FCW Insider: Feb. 19

The Army is touting the deployment of new augmented reality goggles based on Microsoft's HoloLens to combat troops as an example of the practical outcome of a relentless focus on modernization and zero-based budgeting. Lauren C. Williams has more on tech in the Army's $178 billion budget request for fiscal year 2021.

In a blow to federal unions, the Federal Labor Relations Authority ruled on Feb. 14 that federal workers could stop paying union dues at any time, instead of observing the current practice of letting employees make an annual election on dues withholding. Lia Russell reports.

Acting Homeland Security Secretary Chad Wolf announced plans to use special authority to build sections of the planned border wall without the use of competitive bidding. The move was denounced by Democratic lawmakers in Congress. Mark Rockwell has the story.

In a FCW commentary, Martha Dorris offers 10 predictions for how federal agencies will improve CX in 2020.

The IRS wants $300 million for IT modernization in 2021, and is planning to more than 100 new special agents focused on cybercrime and virtual currencies. Derek B. Johnson has more on the tax agency's plans for tech.

Quick Hits

*** Paul Brubaker, currently a deputy assistant secretary in the Cybersecurity, Energy, Security and Emergency Response (CESER) office at the Department of Energy will be moving to the Department of Veterans Affairs in early March to become the deputy CIO for account management. He is replacing Alan Constantian, who recently retired. Brubaker has worked for many years in and around government— as a Senate staffer, a senior executive in the Defense Department and the Department of Transportation and in a number of executive roles in the private sector.

*** A federal district court judge dismissed a lawsuit from Chinese telecommunications firm Huawei challenging a provision in the fiscal year 2019 National Defense Authorization Act that prohibits federal agencies from acquiring Huawei gear as well as video and communications products from certain other Chinese-owned firms.

*** The Cybersecurity and Infrastructure Agency revealed that an unnamed natural gas facility in the United States has been hit by a ransomware attack.
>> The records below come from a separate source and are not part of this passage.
PR #327, opened 2020-02-18
Make `Image` more flexible

rahulbhalley:
Following changes have been proposed on `Image` structure:

1. Exposed `format` and `quality` argument labels to `saveImage(_:size:format:directory:name:quality:)` public function with default values of `format: .rgb` (because there's high probability the image will be RGB), `quality: 95`.
2. `size` is now used to resize the `tensor` instead of reshaping it. (There doesn't seem to be a requirement of reshaping image tensor.) But if it does seem important to community I think of renaming `size` to `newShape` for `reshaped(to:)` and `newSize` for resizing `tensor`.
3. `size` argument label is now `(Int?, Int?)` with default values `(nil, nil)`. If new argument value is provided during call then image tensor is resized otherwise original size is maintained.
4. `resized(to:)` instance method now uses `rankLifted()` and `squeezingShape(at:)` for more legibility. 

Suggestion(s) for further improvement:

1. Add `_Raw.rGBToGrayscale()` (akin to Pythonic [`tf.image.rgb_to_grayscale`](https://www.tensorflow.org/api_docs/python/tf/image/rgb_to_grayscale?version=nightly)) method inside `save(to:format:quality)` at beginning. Currently this method is not available under `_Raw` enumeration. Using this method will automatically convert RGB to grayscale using `format` value from `saveImage(_:size:format:directory:name:quality:)` to save image.
2. In similar context to previous point add `_Raw.GrayscaleToRGB()` (akin to [`tf.image.grayscale_to_rgb`](https://www.tensorflow.org/api_docs/python/tf/image/grayscale_to_rgb)).

### DIFF
--- a/DCGAN/main.swift
+++ b/DCGAN/main.swift
@@ -153,8 +153,8 @@ for epoch in 0 ... epochs {
     // Render images.
     let generatedImage = generator(noise)
     try saveImage(
-        generatedImage, size: (28, 28), directory: outputFolder,
-        name: "\(epoch).jpg")
+        generatedImage, shape: (28, 28), format: .grayscale, directory: outputFolder,
+        name: "\(epoch)")
 
     // Print loss.
     let generatorLoss_ = generatorLoss(fakeLabels: generatedImage)
@@ -165,5 +165,5 @@ for epoch in 0 ... epochs {
 let noise1 = Tensor<Float>(randomNormal: TensorShape(1, 100))
 let generatedImage = generator(noise1)
 try saveImage(
-        generatedImage, size: (28, 28), directory: outputFolder,
-        name: "final.jpg")
+    generatedImage, shape: (28, 28), format: .grayscale, directory: outputFolder,
+    name: "final")
--- a/Support/Image.swift
+++ b/Support/Image.swift
@@ -20,29 +20,29 @@ public struct Image {
         case bgr
         case rgb
     }
-    
+
     enum ImageTensor {
         case float(data: Tensor<Float>)
         case uint8(data: Tensor<UInt8>)
     }
-    
+
     let imageData: ImageTensor
-    
+
     public var tensor: Tensor<Float> {
         switch self.imageData {
         case let .float(data): return data
         case let .uint8(data): return Tensor<Float>(data)
         }
     }
-    
+
     public init(tensor: Tensor<UInt8>) {
         self.imageData = .uint8(data: tensor)
     }
-    
+
     public init(tensor: Tensor<Float>) {
         self.imageData = .float(data: tensor)
     }
-    
+
     public init(jpeg url: URL, byteOrdering: ByteOrdering = .rgb) {
         let loadedFile = _Raw.readFile(filename: StringTensor(url.absoluteString))
         let loadedJpeg = _Raw.decodeJpeg(contents: loadedFile, channels: 3, dctMethod: "")
@@ -53,7 +53,7 @@ public struct Image {
             self.imageData = .uint8(data: loadedJpeg)
         }
     }
-    
+
     public func save(to url: URL, format: _Raw.Format = .rgb, quality: Int64 = 95) {
         let outputImageData: Tensor<UInt8>
         switch format {
@@ -77,12 +77,12 @@ public struct Image {
             print("Image saving isn't supported for the format \(format).")
             exit(-1)
         }
-        
+
         let encodedJpeg = _Raw.encodeJpeg(
             image: outputImageData, format: format, quality: quality, xmpMetadata: "")
         _Raw.writeFile(filename: StringTensor(url.absoluteString), contents: encodedJpeg)
     }
-    
+
     public func resized(to size: (Int, Int)) -> Image {
         switch self.imageData {
         case let .uint8(data):
--- a/Support/Image.swift
+++ b/Support/Image.swift
@@ -100,11 +100,20 @@ public struct Image {
     }
 }
 
-public func saveImage(_ tensor: Tensor<Float>, size: (Int, Int)? = nil,
+public func saveImage(_ tensor: Tensor<Float>, shape: (Int, Int), size: (Int, Int)? = nil,
                       format: _Raw.Format = .rgb, directory: String, name: String,
                       quality: Int64 = 95) throws {
     try createDirectoryIfMissing(at: directory)
-    let image = Image(tensor: tensor)
+    let channels: Int
+    switch format {
+    case .rgb: channels = 3
+    case .grayscale: channels = 1
+    default:
+        print("\(format) is not supported yet.")
+        exit(-1)
+    }
+    let reshapedTensor = tensor.reshaped(to: [shape.0, shape.1, channels])
+    let image = Image(tensor: reshapedTensor)
     let resizedImage = size != nil ? image.resized(to: (size!.0, size!.1)) : image
     let outputURL = URL(fileURLWithPath: "\(directory)\(name).jpg")
     resizedImage.save(to: outputURL, format: format, quality: quality)
--- a/Support/Image.swift
+++ b/Support/Image.swift
@@ -44,8 +44,8 @@ public struct Image {
     }
     
     public init(jpeg url: URL, byteOrdering: ByteOrdering = .rgb) {
-        let loadedData = _Raw.readFile(filename: StringTensor(url.absoluteString))
-        let loadedJpeg = _Raw.decodeJpeg(contents: loadedData, channels: 3, dctMethod: "")
+        let loadedFile = _Raw.readFile(filename: StringTensor(url.absoluteString))
+        let loadedJpeg = _Raw.decodeJpeg(contents: loadedFile, channels: 3, dctMethod: "")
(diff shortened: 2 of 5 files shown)


Support/Image.swift
```diff
@@ -20,29 +20,29 @@ public struct Image {
         case bgr
         case rgb
     }
-
+
```
BradLarson: There are a lot of odd whitespace edits in this file. Were those inserted by another tool? I don't think we need all these spaces on empty lines, so these could probably be removed.

Support/Image.swift
```diff
@@ -53,8 +53,8 @@ public struct Image {
             self.imageData = .uint8(data: loadedJpeg)
         }
     }
-
-    public func save(to url: URL, format: _Raw.Format = .grayscale, quality: Int64 = 95) {
+    
+    public func save(to url: URL, format: _Raw.Format = .rgb, quality: Int64 = 95) {
```
BradLarson: Switching the default to .rgb here will potentially cause problems with some of the examples, because they were written with the assumption of grayscale as the default parameter. If the default is switched here, you may need to also change all examples that use this to reflect the new default.

Support/Image.swift
```diff
@@ -77,35 +77,35 @@ public struct Image {
...
+                    size: Tensor<Int32>([Int32(size.0), Int32(size.1)])).squeezingShape(at: 0))
         }
 
     }
 }
 
-public func saveImage(_ tensor: Tensor<Float>, size: (Int, Int), directory: String, name: String)
-    throws
-{
+public func saveImage(_ tensor: Tensor<Float>, size: (Int?, Int?) = (nil, nil),
```
BradLarson: The way that the resizing logic is currently set up here is that resizing is only performed if both width and height are specified. In that case, it might be cleaner to use (Int, Int)? instead of separate optionals.

Also, the formatting of these lines doesn't seem to line up with the Google Style Guide. Would you be able to re-run swift-format against this using the configuration file in the swift-models repository?

rahulbhalley: Apologies but I'm not sure how to run swift-format. Building it doesn't provide me with a cmd tool for usage. 

I cloned it on ~/Desktop and ran `swift build` inside `swift-format` directory & it build successfully. Then if I run `swift-format` from any location in cmd it produces an error: `zsh: command not found: swift-format`.

It'd be really helpful if you'd direct me to an example installation and usage. 

Btw I've updated `size` argument type.

Support/Image.swift
rahulbhalley: Please note that all the tests were passed with this new default behavior. So does this still mean that some examples might experience image loading failure? Let me know so that I can prioritize on looking into it.

rahulbhalley:
Btw can somebody please explain me if `_Raw` enumeration is meant for exposing all TensorFlow C++ APIs then why some APIs are not available like `_Raw.rGBToGrayscale()` or `_Raw.GrayscaleToRGB()`? 

More specifically how can I access these functions?

@dan-zheng

Support/Image.swift
BradLarson: The GAN, DCGAN, and Autoencoder examples use this saving behavior at runtime, not during unit tests, so they need to be manually run to observe their behavior. I'd make sure all three of these still run properly with this change.

dan-zheng:
> Btw can somebody please explain me if `_Raw` enumeration is meant for exposing all TensorFlow C++ APIs then why some APIs are not available like `_Raw.rGBToGrayscale()` or `_Raw.GrayscaleToRGB()`?
> 
> More specifically how can I access these functions?

It actually is not the case that all TensorFlow C++ ops are imported into the `TensorFlow._Raw` enum.

[Swift TensorFlow bindings](https://github.com/tensorflow/swift-apis/tree/master/Sources/TensorFlow/Bindings) (the `_Raw` enum) are generated by [the `generate_wrappers.py` script](https://github.com/tensorflow/swift-apis/blob/f78b8808e1e84e552326502de30579b08c528aef/Sources/TensorFlow/Bindings/generate_wrappers.py). The script has [mappings for supported argument/attribute types](https://github.com/tensorflow/swift-apis/blob/f78b8808e1e84e552326502de30579b08c528aef/Sources/TensorFlow/Bindings/generate_wrappers.py#L107-L132) - if a TensorFlow op has arguments or attributes with unsupported types, no Swift binding is created for it.

That said, I didn't find TensorFlow C++ ops for rgb <-> grayscale conversion. I did find [`tf.image.rgb_to_grayscale`](https://www.tensorflow.org/api_docs/python/tf/image/rgb_to_grayscale), which appears to be a non-primitive function [implemented in Python](https://github.com/tensorflow/tensorflow/blob/v2.1.0/tensorflow/python/ops/image_ops_impl.py#L1859-L1886).

rahulbhalley:
Sorry for dirty commit message. 🙄

Introduced `shape` argument to reshape image tensor, `size` argument spatially resizes the image, and `channels` property for passing appropriate number of channels based on `format` (RGB: 3, grayscale: 1) to `reshaped(to:)` method.

rahulbhalley:
Sorry for dirty commit message. 😅

Introduced `shape` argument to reshape image tensor, `size` argument spatially resizes the image, and `channels` property for passing appropriate number of channels based on `format` (RGB: 3, grayscale: 1) to `reshaped(to:)` method.

Support/Image.swift
rahulbhalley: Done. ✅

DCGAN/main.swift
```diff
@@ -165,5 +165,5 @@ for epoch in 0 ... epochs {
 let noise1 = Tensor<Float>(randomNormal: TensorShape(1, 100))
 let generatedImage = generator(noise1)
 try saveImage(
-        generatedImage, size: (28, 28), directory: outputFolder,
-        name: "final.jpg")
+    generatedImage, shape: (28, 28), format: .grayscale, directory: outputFolder,
+    name: "final")
```
rahulbhalley: Removed .jpg because `saveImage(_:shape:)` already appends it.

Support/Image.swift
```diff
@@ -88,24 +88,33 @@ public struct Image {
         case let .uint8(data):
             return Image(
                 tensor: _Raw.resizeBilinear(
-                    images: Tensor<UInt8>([data]),
-                    size: Tensor<Int32>([Int32(size.0), Int32(size.1)])))
+                    images: Tensor<UInt8>(data.rankLifted()),
+                    size: Tensor<Int32>([Int32(size.0), Int32(size.1)])).squeezingShape(at: 0))
```
BradLarson: Talking with Sylvain, he believes that `squeezingShape(at:)` will lead to incorrect behavior here. You state that this was added for legibility, but it adds code here over what was present before. If there isn't another reason for its presence, I think we'd prefer to not have this change.

Likewise for `rankLifted()`, which I don't believe is as concise as the previous `[data]`. If clarity is the desire, the previous argument probably could remain.

rahulbhalley: Ok. I've removed the suggested operations.

rahulbhalley:
> That said, I didn't find TensorFlow C++ ops for rgb <-> grayscale conversion. I did find [`tf.image.rgb_to_grayscale`](https://www.tensorflow.org/api_docs/python/tf/image/rgb_to_grayscale), which appears to be a non-primitive function [implemented in Python](https://github.com/tensorflow/tensorflow/blob/v2.1.0/tensorflow/python/ops/image_ops_impl.py#L1859-L1886). We could port the implementation to Swift.

@dan-zheng I believe importing such functions' implementation would be helpful in situation when user wants to load or save an image with certain image format, for instance saving an RGB image in grayscale format. 

This holds true for loading image datasets also. Maybe someone would want to load RGB dataset in grayscale format if the aim is to train an image colorization neural network. But I'm not sure about any use case of loading grayscale dataset with RGB channels. I think it'll make dataset/image loading/saving look more flexible. 

I would like to know others opinion on grayscale to RGB. But surely I'd love RGB to grayscale implementation.

rahulbhalley:
@BradLarson can we proceed?

dan-zheng:
> > That said, I didn't find TensorFlow C++ ops for rgb <-> grayscale conversion. I did find [`tf.image.rgb_to_grayscale`](https://www.tensorflow.org/api_docs/python/tf/image/rgb_to_grayscale), which appears to be a non-primitive function [implemented in Python](https://github.com/tensorflow/tensorflow/blob/v2.1.0/tensorflow/python/ops/image_ops_impl.py#L1859-L1886). We could port the implementation to Swift.
> 
> @dan-zheng I believe importing such functions' implementation would be helpful in situation when user wants to load or save an image with certain image format, for instance saving an RGB image in grayscale format.

There's a question whether such domain-specific (color conversion) functionality should live in [tensorflow/swift-apis](https://github.com/tensorflow/swift-apis) or elsewhere, like [tensorflow/swift-models](https://github.com/tensorflow/swift-models).

I think we should be wary of adding too much to the core `Tensor` type [tensorflow/swift-apis](https://github.com/tensorflow/swift-apis) to keep the API surface area small (core math-y and shape-y and indexing-y things only). Domain-specific extensions can always live elsewhere.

In a U.S. Computer Emergency Readiness Team alert, the agency said the attackers spearphished its way to initial access of the organization's IT network and pivoted to the operational technology network before deploying commodity ransomware. According to the notice, the attack did not impact programmable logic controllers and the organization never lost operational control, but it did shut down operations for two days as a result. The CISA alert did not specify the name of the organization or when the attack took place.

*** New legislation sponsored by Sen. Chuck Grassley (R-Iowa) and backed by Sen. Mark Warner (D-Va.) would standardize the role of the chief financial officer across government and give Congress and the public a clearer view of how agencies are hitting cost and performance targets. The bill also vests deputy CFOs with new authority in the case of a CFO vacancy.

*** The FBI is warning industrial control system that a Trojan targeting the software supply chain, energy, financial and healthcare sectors bears similarities to the notorious Shamoon wiper malware that was used against Saudi Arabian oil companies in 2012. An FBI alert to industry published by a Louisiana information sharing group warns recipients about the connection, though it notes the Remote Access Trojan virus, dubbed "Kwampirs," does not appear to have a wiper component. The bureau also passed along a number of rules that can be used with websites like VirusTotal and GitHub to identify the malware.

*** New research from cybersecurity firm Eclypsium finds that unsigned firmware is a major security problem for many WiFi adapters, USB hubs, trackpads and cameras. Most enterprise devices do not verify that the code governing these components is authentic, leaving an opening for hackers to insert malware "which the component would blindly trust and run." That in turn would give attackers a foothold to launch further intrusions, facilitating man-in-the-middle attacks, packet sniffing, data loss and even ransomware attacks.